TASK STATEMENT:
Below are some records; find each line that carries the word "processResult" and copy it.

Saved data entries
-----

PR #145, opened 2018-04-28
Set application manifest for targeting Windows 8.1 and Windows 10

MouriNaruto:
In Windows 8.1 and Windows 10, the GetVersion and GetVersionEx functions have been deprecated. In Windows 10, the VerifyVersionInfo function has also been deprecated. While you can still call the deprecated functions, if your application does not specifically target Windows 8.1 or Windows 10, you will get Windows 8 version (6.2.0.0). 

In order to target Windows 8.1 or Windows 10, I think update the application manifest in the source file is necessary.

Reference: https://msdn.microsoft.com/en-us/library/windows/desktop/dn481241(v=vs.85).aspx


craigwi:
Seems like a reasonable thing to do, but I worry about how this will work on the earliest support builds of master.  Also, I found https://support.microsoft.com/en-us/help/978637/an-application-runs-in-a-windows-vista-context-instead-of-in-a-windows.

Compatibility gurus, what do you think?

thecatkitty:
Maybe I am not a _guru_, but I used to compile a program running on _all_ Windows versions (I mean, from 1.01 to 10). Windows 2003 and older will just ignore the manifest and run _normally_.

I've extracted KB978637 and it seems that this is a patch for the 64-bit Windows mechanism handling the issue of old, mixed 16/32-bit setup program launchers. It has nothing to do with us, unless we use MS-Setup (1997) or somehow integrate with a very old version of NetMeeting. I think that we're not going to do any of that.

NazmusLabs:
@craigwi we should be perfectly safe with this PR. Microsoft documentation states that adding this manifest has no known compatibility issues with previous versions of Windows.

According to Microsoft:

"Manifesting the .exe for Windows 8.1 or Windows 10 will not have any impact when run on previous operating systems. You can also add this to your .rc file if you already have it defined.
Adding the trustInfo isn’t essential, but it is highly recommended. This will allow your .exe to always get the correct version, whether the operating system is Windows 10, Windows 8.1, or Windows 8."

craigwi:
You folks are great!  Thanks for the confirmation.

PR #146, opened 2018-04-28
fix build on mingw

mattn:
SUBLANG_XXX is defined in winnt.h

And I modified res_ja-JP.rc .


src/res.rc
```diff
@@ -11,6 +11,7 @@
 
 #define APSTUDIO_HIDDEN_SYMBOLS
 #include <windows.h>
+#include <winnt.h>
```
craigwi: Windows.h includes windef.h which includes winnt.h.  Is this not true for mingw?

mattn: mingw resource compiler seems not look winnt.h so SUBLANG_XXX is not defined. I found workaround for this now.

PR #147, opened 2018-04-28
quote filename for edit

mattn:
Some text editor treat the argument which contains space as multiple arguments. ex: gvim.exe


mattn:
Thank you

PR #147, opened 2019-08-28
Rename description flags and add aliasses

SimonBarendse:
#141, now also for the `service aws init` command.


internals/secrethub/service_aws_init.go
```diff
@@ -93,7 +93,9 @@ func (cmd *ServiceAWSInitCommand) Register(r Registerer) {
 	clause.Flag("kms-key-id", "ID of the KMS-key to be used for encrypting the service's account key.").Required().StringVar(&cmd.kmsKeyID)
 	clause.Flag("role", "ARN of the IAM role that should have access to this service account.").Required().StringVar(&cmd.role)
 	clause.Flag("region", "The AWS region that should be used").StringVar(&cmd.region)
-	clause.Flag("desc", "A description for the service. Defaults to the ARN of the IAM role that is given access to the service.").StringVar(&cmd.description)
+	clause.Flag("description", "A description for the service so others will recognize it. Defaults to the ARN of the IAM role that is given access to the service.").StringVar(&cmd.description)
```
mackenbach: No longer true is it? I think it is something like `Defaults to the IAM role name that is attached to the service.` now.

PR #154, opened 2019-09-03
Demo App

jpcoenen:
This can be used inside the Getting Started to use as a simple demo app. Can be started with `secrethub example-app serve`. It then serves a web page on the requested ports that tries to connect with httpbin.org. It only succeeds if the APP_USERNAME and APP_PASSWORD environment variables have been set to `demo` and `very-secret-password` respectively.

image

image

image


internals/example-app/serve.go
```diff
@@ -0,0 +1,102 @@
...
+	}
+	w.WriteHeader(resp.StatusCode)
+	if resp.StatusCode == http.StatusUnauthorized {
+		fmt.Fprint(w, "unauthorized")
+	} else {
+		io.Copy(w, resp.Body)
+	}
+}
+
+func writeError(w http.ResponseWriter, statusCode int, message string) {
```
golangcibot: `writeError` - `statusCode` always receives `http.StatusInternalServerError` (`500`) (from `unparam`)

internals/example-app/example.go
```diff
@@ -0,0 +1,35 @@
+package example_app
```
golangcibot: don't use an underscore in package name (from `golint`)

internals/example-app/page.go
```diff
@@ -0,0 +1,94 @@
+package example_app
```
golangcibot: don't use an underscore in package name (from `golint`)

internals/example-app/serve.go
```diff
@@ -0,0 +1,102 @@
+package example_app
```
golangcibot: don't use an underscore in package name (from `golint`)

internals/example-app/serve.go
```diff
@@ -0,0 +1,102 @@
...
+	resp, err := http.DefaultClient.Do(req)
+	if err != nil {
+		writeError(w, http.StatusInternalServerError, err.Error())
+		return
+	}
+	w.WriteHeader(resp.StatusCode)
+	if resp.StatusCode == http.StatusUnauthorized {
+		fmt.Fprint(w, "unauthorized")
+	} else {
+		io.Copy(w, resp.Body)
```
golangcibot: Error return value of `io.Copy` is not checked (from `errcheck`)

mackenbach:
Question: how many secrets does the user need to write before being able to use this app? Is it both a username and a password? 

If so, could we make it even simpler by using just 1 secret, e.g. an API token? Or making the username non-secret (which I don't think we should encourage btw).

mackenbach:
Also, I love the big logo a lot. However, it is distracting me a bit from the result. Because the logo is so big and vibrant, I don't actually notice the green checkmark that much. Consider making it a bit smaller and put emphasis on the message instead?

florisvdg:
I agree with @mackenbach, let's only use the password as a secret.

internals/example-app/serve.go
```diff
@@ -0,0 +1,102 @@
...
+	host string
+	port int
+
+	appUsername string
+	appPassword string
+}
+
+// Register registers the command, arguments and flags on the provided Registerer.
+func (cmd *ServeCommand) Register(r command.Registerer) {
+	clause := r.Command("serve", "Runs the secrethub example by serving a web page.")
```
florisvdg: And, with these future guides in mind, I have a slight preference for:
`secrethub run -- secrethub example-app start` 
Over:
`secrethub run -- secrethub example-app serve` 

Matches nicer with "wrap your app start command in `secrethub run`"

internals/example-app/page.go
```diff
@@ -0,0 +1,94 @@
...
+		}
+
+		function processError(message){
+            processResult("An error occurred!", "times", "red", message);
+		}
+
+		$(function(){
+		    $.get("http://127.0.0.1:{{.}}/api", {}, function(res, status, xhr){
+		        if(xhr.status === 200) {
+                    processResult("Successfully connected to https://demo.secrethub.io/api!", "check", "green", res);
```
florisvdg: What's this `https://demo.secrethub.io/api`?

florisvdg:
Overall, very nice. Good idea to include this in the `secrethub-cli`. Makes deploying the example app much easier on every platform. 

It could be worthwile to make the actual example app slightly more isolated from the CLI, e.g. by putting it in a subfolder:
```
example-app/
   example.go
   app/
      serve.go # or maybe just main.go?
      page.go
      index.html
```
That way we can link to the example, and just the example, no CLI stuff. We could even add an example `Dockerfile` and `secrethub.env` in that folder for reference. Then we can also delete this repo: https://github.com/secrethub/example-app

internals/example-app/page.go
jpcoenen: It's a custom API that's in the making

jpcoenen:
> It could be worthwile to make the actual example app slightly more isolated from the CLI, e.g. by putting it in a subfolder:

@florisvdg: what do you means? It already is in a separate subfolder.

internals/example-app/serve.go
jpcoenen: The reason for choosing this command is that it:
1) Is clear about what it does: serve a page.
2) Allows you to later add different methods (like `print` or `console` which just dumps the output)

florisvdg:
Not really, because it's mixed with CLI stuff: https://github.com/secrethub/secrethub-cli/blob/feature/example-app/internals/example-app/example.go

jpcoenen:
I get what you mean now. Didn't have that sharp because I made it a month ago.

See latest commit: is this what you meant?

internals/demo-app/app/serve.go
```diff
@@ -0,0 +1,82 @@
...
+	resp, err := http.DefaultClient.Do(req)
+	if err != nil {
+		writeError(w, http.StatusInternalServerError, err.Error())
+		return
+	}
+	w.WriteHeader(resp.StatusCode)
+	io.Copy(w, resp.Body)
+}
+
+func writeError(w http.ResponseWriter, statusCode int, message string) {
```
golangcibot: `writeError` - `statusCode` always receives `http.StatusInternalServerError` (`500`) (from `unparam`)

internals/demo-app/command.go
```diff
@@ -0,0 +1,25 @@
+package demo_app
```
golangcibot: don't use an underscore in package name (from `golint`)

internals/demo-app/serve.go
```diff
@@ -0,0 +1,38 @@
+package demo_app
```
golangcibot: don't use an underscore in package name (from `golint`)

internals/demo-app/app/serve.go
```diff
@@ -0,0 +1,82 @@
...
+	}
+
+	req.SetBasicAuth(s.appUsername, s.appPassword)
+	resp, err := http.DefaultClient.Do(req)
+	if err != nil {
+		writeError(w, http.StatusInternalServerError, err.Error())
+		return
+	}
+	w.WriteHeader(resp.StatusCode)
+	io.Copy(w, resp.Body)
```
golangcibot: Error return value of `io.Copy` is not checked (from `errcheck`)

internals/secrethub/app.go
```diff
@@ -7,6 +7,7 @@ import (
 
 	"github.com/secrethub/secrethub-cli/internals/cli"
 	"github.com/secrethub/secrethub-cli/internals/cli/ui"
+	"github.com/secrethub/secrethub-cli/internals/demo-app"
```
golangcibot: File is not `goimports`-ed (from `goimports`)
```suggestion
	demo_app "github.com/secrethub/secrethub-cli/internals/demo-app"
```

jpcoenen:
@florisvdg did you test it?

-----

ANSWER BOX:
+            processResult("An error occurred!", "times", "red", message);
+                    processResult("Successfully connected to https://demo.secrethub.io/api!", "check", "green", res);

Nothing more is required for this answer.